On Saturday morning, June 30, my husband, my daughter and myself were on our way to the Dojang.  I had my first test.  My daughter was quizzing me on terminology and the Student Creed.

I proudly stated the first three philosophies, then the fourth.  The fourth is:  "We are a black belt school.  We are dedicated.  We are motivated.  We are proud of ourselves and our school.  We are on a quest to be the best!"

But I stated, "We are a black belt School.  We are medicated_*...."  What*_?  All three of us burst out laughing.  Then my daughter chimed in, "And we are proud of it!"

I can't believe I said that.  My daughter was hoping I'd get quizzed on the Student Creed and mess up number 4.  She's so cute, isn't she?  Actually, everyone has a pretty good sense of humor.

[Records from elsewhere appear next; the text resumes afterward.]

PR #874, opened 2022-02-17
Integer-based bin slider limits for integer vars, reduced precision of limit labels, max binwidth now half what it was

### LINKED ISSUE #871: Non-integer (less than 1) binWidths cause `distributions` back end to time out/fail
Tested with LLINEUP

"Persons" variables (e.g. Persons <5 years living in house) - only integer binwidths work - non-integers cause a proxy error (and cause performance problems for subsequent queries if you send too many of these).

Solution: disallow client from requesting non-integer binWidths for integer variables.

May require some slider component work to enforce integer values from both slider and text box.

### LINKED ISSUE #873: Subsetting histogram filter: min/max for binWidth slider has too much precision
See image
image

Visualizations round to 4 decimal places. Seems wise here.

bobular:
Resolves #871 
Resolves #873 

@chowington - note that variables like GEMS1A PRM Age are `type==='integer'` - so this PR will take precedence over your changes in #869 

Actually I can't find a problem with 1000 bins with floating point variables but will comment on your ticket about that.

### DIFF
--- a/src/lib/core/components/filter/HistogramFilter.tsx
+++ b/src/lib/core/components/filter/HistogramFilter.tsx
@@ -791,6 +791,13 @@ function computeBinSlider(
       return { min: 1, max: 60, step: 1 };
     }
     case 'integer':
+      const { min: rangeMin, max: rangeMax } = range as NumberRange;
+      const rangeSize = rangeMax - rangeMin;
+      const maxBins = 100;
+      const stepSize = Math.floor(rangeSize / maxBins);
+      const min = stepSize < 1 ? 1 : stepSize;
+      const max = Math.floor(rangeSize / 2);
+      return { min, max, step: min };
     case 'number': {
       const { min: rangeMin, max: rangeMax } = range as NumberRange;
       const rangeSize = Math.round((rangeMax - rangeMin) * 100) / 100;
--- a/src/lib/core/components/filter/HistogramFilter.tsx
+++ b/src/lib/core/components/filter/HistogramFilter.tsx
@@ -786,6 +786,7 @@ function computeBinSlider(
   type: HistogramVariable['type'],
   range: NumberOrDateRange
 ) {
+  const [minBins, maxBins] = [2, 1000];
   switch (type) {
     case 'date': {
       return { min: 1, max: 60, step: 1 };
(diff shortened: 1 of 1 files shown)


src/lib/core/components/filter/HistogramFilter.tsx
```diff
@@ -791,6 +791,13 @@ function computeBinSlider(
       return { min: 1, max: 60, step: 1 };
     }
     case 'integer':
```
ryanrdoherty, line 793: Two things: For consistent code styling, maybe put curly braces around the integer case code (to match the others)?  And also, I'm curious why we always start with the min size rather than some aesthetically pleasing number of bins e.g. 10? (assuming it doesn't violate the min/max).

bobular: Thanks Ryan - completely missed the curly braces - surprised it worked without!

Actually we don't always start with min bin size.  The recommended binWidth is supplied with variable metadata and we use that.  These calculations just provide the limits and step-size for the slider.

d-callan:
seems a little odd to me to allow different numbers of bins depending on data type..

chowington:
> > i also wonder if, rather than having similar but not quite identical logic in two places, we might instead consider adding the recommended binslider specs to our variable metadata along w the recommended bin width? then the logic would be guaranteed to be consistent, and only have to exist in one place (plot.data) ?
> 
> Hi @d-callan I agree with adding the binslider specs to the variable metadata - seems like a longer term solution though (post b56 at least!)
> 
> For now we could have consistent 1000-bin logic throughout and integer vars have a minimum binwidth of 1?
> 
> What do you think, @chowington ?

That sounds great! I think it would fix our Gems1A Age problem, as bin width 1 works for it 👍 Much better than imposing a strict limit on the max number of bins!

chowington:
As an update, Ryan found the problem was the backend flooring bin values between 0 and 1 for integer variables to 0, causing an infinite loop. Totally makes sense based on what we all were seeing! This fix takes care of it quite well from our side :)

d-callan:
one other thing to consider, i think w this logic its still possible to have non-integer binSlider values that are greater than 1?

bobular:
@ryanrdoherty @chowington or @d-callan - please review at your convenience :smiley:

ryanrdoherty (approved):

bobular:
Thanks for all the feedback guys.

As soon as this is deployed, we should see fewer OOM errors on the back end!

PR #876, opened 2022-02-18
My analyses: fix search bar when HTML tags are in study name, also solve endless datasets request

### LINKED ISSUE #780: Studies with HTML tags, such as italicised species, are not filtering properly in the "My analyses" list
For example 
Study **SCORE Seasonal Transmission S. haematobium Cluster Randomized Trial**

Make a new analysis - name it or change a filter or something so it saves - then click "My analyses"
image

The list will be empty, but it shouldn't be!

bobular:
Resolves #780 

Also resolves a hitherto unreported bug (endless loop of study list requests)

The only issue with this solution is that if a user starts typing HTML, they find that it is impossible.  Alternatively we can keep the HTML tags in the search box, and add `'displayNameHTML'` to `searchableDatasetColumns`.

### DIFF
--- a/src/lib/core/hooks/study.ts
+++ b/src/lib/core/hooks/study.ts
@@ -96,10 +96,11 @@ export function useWdkStudyRecord(datasetId: string): HookValue | undefined {
 
 const DEFAULT_STUDY_ATTRIBUTES = ['dataset_id', 'eda_study_id'];
 const DEFAULT_STUDY_TABLES: string[] = [];
+const EMPTY_ARRAY: string[] = [];
 
 export function useWdkStudyRecords(
-  attributes: AnswerJsonFormatConfig['attributes'] = [],
-  tables: AnswerJsonFormatConfig['tables'] = []
+  attributes: AnswerJsonFormatConfig['attributes'] = EMPTY_ARRAY,
+  tables: AnswerJsonFormatConfig['tables'] = EMPTY_ARRAY
 ): StudyRecord[] | undefined {
   return useWdkService(
     (wdkService) =>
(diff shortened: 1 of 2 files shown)


src/lib/core/hooks/study.ts
```diff
@@ -96,10 +96,11 @@ export function useWdkStudyRecord(datasetId: string): HookValue | undefined {
 
 const DEFAULT_STUDY_ATTRIBUTES = ['dataset_id', 'eda_study_id'];
 const DEFAULT_STUDY_TABLES: string[] = [];
+const EMPTY_ARRAY: string[] = [];
 
 export function useWdkStudyRecords(
-  attributes: AnswerJsonFormatConfig['attributes'] = [],
-  tables: AnswerJsonFormatConfig['tables'] = []
+  attributes: AnswerJsonFormatConfig['attributes'] = EMPTY_ARRAY,
+  tables: AnswerJsonFormatConfig['tables'] = EMPTY_ARRAY
```
jtlong3rd, line 103: Good catch!

src/lib/workspace/AllAnalyses.tsx
```diff
@@ -94,7 +94,8 @@ export function AllAnalyses(props: Props) {
   const classes = useStyles();
 
   const queryParams = new URLSearchParams(location.search);
-  const searchText = queryParams.get('s') ?? '';
+  const searchParam = queryParams.get('s') ?? '';
+  const searchText = stripHTML(searchParam); // matches stripHTML(dataset.displayName) below
```
jtlong3rd, line 98: If we go with this solution over the alternative solution, let's `useMemo`-ize `searchText`.

jtlong3rd (approved):
I don't have strong feelings about this solution vs. the alternative solution! I suspect that our typical user won't be trying to type HTML into the search bar, so this solution is likely OK.

Issue #839, opened 2022-02-08
Styling of subsetting results modal


danicahelb:
- [x] Position of the "Download" and "Select variables" buttons: "Download button should be in the upper right hand side of the modal (where "Select variables" is currently). "Select variables" button should be moved to the left, near the entity name.

- [x] "Select variables" button should not be filled in but instead should look more similar to the "My analyses" button on Ann's latest study card mockups.

danicahelb:
Steve, via slack:
- the Select button should be a standard action button
- the Downloads button should be a "high-attention" button

danicahelb:
As discussed in 2/14/2022 EDA meeting:

- [ ] Please rename "Select variables" button to "Add columns"

danicahelb:
looks good, closing this ticket

PR #878, opened 2022-02-18
Subset datagrid ux tasks  2022 02

### LINKED ISSUE #656: Bugs in subsetting results data table modal & subset download files

dmfalke:
closes #656

- When a variable has units, the units should be displayed in the column header for that variable (ex: "Hemoglobin (g/dL)" in LLINEUP)
- Always show all relevant ID columns (Participant ID, Household ID, etc) even when no variables have been added to the table
- When just ID columns are in the table (ie, when no variables have been added), please display the text: To configure this table, click on the "Add columns" button. above the table (Note that the "Select variables" button is being changed to "Add columns" in this https://github.com/VEuPathDB/web-eda/issues/839)
- Never pre-populate the table with any variables (including featured and starred variables). Default view of the subsetting results table should just show columns for the relevant IDs
- In https://github.com/VEuPathDB/web-eda/issues/839, we indicate that the "Select variables" button will be moved to the left of the entity name. The variable selector tree should open below this button. Please position the variable selector tree so that we can see the table behind it (We should see the table on top of the variable selector box and also to the left and right of it)
- If I am in a new analysis and I star one of the featured variables from the browse/subset variable tree, I get an error message when I click "View and download"
- All featured variables appear in the featured variables box in the variable selector for every entity, even when they do not belong to a given entity. There is a check box next to each of the featured variables, making it seem as though I can add these variables to my results table. Please grey out and remove the check box from featured variables that do not belong to the entity the user has selected.


dmfalke:
I just discovered that we're making two requests when the modal is open, and the user has selected variables. I will try to address this before merging.

dmfalke:
I think this latest commit will do it.

dmfalke:
@eikonomega just want to alert you to this PR, since it likely overlaps with your related work on the **Downloads** tab. Feel free to review, but I will likely go for a merge sooner rather than later :slightly_smiling_face:.

jtlong3rd (approved):

dmfalke:
@eikonomega I'm planning to merge this shortly. I'm happy to work out any merge conflicts that you might run into on https://github.com/VEuPathDB/web-eda/tree/shifu__758__downloads_tab

PR #894, opened 2022-02-24
Allow variables to be (un)checked by clicking on the name.

### LINKED ISSUE #891: In Subsetting download modal custom column selector, clicking on text name of variable doesn't check the corresponding box
This is despite the hover tooltip that says "Select this variable", so it's a bit misleading.

dmfalke:
This is a quick fix to allow variables to be (un)checked by clicking on the name, when in multiselect mode.

Note that the tooltip still says "Select this variable", even if the variable is checked. Addressing this will be a little more involved.

fixes #891

### DIFF
--- a/package.json
+++ b/package.json
@@ -1,6 +1,6 @@
 {
   "name": "@veupathdb/eda",
-  "version": "1.6.4",
+  "version": "1.6.5",
   "dependencies": {
     "@emotion/react": "^11.4.1",
     "@emotion/styled": "^11.3.0",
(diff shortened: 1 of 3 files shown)


bobular (approved):
Looks/works great to me.

One easy temporary fix to the tooltip issue would be to use the text

`Select/deselect this variable`

dmfalke:
That's only true for multiselect mode. I can address this a little differently.

dmfalke:
@bobular I pushed a change, if you want to take a look. I removed the tooltip when in multiselect mode.

Issue #897, opened 2022-02-24
Bug in visualization constraints pop up


SheenaTomko:
On macbook pro, using Google Chrome, using qa.clinepidb.org (which redirects to https://qa.clinepidb.org/ce.b19/app/, which I don't know if it's an issue that the URL says b19 rather than b21).

I clicked on the "Amazonia ICEMR Brazil Cohort", went to the Visualize tab, opened a Mosaic plot: 2x2 table, clicked on the X-axis dropdown, moused-over "Only show compatible variables", moused-over "Learn more" and took the following screenshot, then tried to click "Learn more", but the expected white box containing the visualization constraints information never appeared.

Tested with a few different studies, tried adding a subset before mousing over, tried adding a variable to the x-axis before clicking learn more, tried clicking Learn more from the drop downs of other parameters (overlay and y-axis) in other visualization types. I was able to see the pop up once, but not able to reproduce how I saw it.

![Screen Shot 2022-02-24 at 9 47 39 AM](https://user-images.githubusercontent.com/54597319/155559333-bff46203-e5c9-47a1-a389-825e5ff93d46.png)

moontrip:
@dmfalke FYI I could confirm this as well: actually all variable tree selector at Viz had the same issue. Looked at some relevant codes but didn't notice specific issue at a glance. Thus suspected that it might be related to material-ui's issue and noticed a possibly related one via googling. 

I tried it and it seemed to resolve the issue. Add a new prop at <HtmlTooltip> in the VariableList component, `disableFocusListener={true}`

More details can be found in https://github.com/mui/material-ui/issues/30973

dmfalke:
@moontrip thank you for looking into this. I was able to reproduce and it does seem your solution works. There are some other strange interactions going on with the variable selector pop up and the documentation modal. Fixing might be somewhat involved, so I'm wondering if we should open the documentation in a new tab for now? It's possible we can fix the modal before release. 

@SheenaTomko Thoughts on this?

SheenaTomko:
@dmfalke I'm fine with opening the documentation in a new tab for now

dmfalke:
Thanks, @SheenaTomko. I will make a new issue to temporarily remove the modal behavior.

PR #903, opened 2022-02-25
resolving link inside material-ui tooltip

moontrip:
This would possibly resolve the issue #897 
Detailed explanation is explained at my comment in the ticket, https://github.com/VEuPathDB/web-eda/issues/897#issuecomment-1050119406

I expected that Dave would make this kind of PR with my suggestion but he might have been hectic so I made this instead 😄

### DIFF
--- a/package.json
+++ b/package.json
@@ -1,6 +1,6 @@
 {
   "name": "@veupathdb/eda",
-  "version": "1.6.7",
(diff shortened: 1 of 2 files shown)


dmfalke (approved):

moontrip:
This is also related to #905

PR #270, opened 2020-10-30
Add set_password_self function with tests

jsangmeister:


jsangmeister:
waiting for https://github.com/OpenSlides/openslides-auth-service/issues/41

jsangmeister:
Finished integrating the auth service. Also added the `execute_other_action` method to encapsulate the delegation of actions.

openslides_backend/action/generics.py
```diff
@@ -336,9 +335,7 @@ def delete_action_prepare_dataset(self, payload: ActionPayload) -> DataSet:
             relation_fields: List[Tuple[str, BaseRelationField]] = []
             # Gather all delete actions with payload and also all models to be deleted
             delete_actions: List[Tuple[Type[Action], ActionPayload]] = []
-            additional_relation_models: ModelMap = deepcopy(
```
normanjaeckel, line 339: Please check this. Do we have to copy the given additional_relation_models here or not? I am not sure. If you are sure it is ok.

openslides_backend/action/user/set_password_self.py
```diff
@@ -0,0 +1,41 @@
...
+    schema = DefaultSchema(User()).get_default_schema(
+        additional_required_fields={
+            "old_password": {"type": "string", "minLength": 1},
+            "new_password": {"type": "string", "minLength": 1},
+        }
+    )
+
+    def update_instance(self, instance: Dict[str, Any]) -> Dict[str, Any]:
+        if self.auth.is_anonymous(self.user_id):
+            raise PermissionDenied("Can't set password for anonymous")
```
normanjaeckel, line 27: This is not a permission denied here but a ActionException (400 not 403).

openslides_backend/shared/interfaces.py
```diff
@@ -79,6 +79,8 @@ class WSGIApplication(Protocol):  # pragma: no cover
     Interface for main WSGI application class.
     """
 
+    services: Any
```
normanjaeckel, line 82: Is this line necessary? I do no see which change in some other file would cause mypy fail.

openslides_backend/action/generics.py
jsangmeister: Yes, we have to copy them, but this was moved to the `execute_other_action` method (where the copying is done via he `**` operator).

openslides_backend/action/user/set_password_self.py
jsangmeister: Ok, changed.

openslides_backend/shared/interfaces.py
jsangmeister: Mypy complained when you had an object of type `WSGIApplication` and tried to access the services, I think I had to cast to `Any` every time.

PR #272, opened 2020-10-30
Remove obsolet dummy actions and add new delete ones

jsangmeister:


jsangmeister:
Should fix the cascade deletion error in https://github.com/OpenSlides/openslides-backend-coordination/issues/62. @FinnStutzenstein please check as I have not implemented a test since it's only dummy actions.

FinnStutzenstein:
Works for deleting assignments. Please set the coordination-issue to done, when this is merged.

PR #283, opened 2020-11-04
Update model of motion_state + test.

reiterl:
Add default of lightblue to css_class of motion state.

Need the update of the model before this is clean.


jsangmeister:
Whoops, deleted your branch by accident, but I think you delete them anyway, don't you?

I wasn't tested on the Student Creed but someday I will be. Who knows what I will say?


----------



## Bob Hubbard (Jul 2, 2007)

Lol!


----------



## 14 Kempo (Jul 2, 2007)

OK, your mind should have been on the test ... LOL ... where was it really? Just kidding, where I'm from, we call those kinds of comments 'isms' ... such as a sensei-ism.

Funny stuff ... hope your test went well!!


----------



## Lynne (Jul 2, 2007)

14 Kempo said:


> OK, your mind should have been on the test ... LOL ... where was it really? Just kidding, where I'm from, we call those kinds of comments 'isms' ... such as a sensei-ism.
> 
> Funny stuff ... hope your test went well!!


Ha ha...

I did fine.  I was seating bullets though


----------



## exile (Jul 2, 2007)

Obviously, Lynne, at some level you were thinking about the aftermath of injuries you were afraid you might sustain...you don't by any chance do a full contact/no padding style of sparring, do you?


----------



## Lynne (Jul 2, 2007)

exile said:


> Obviously, Lynne, at some level you were thinking about the aftermath of injuries you were afraid you might sustain...you don't by any chance do a full contact/no padding style of sparring, do you?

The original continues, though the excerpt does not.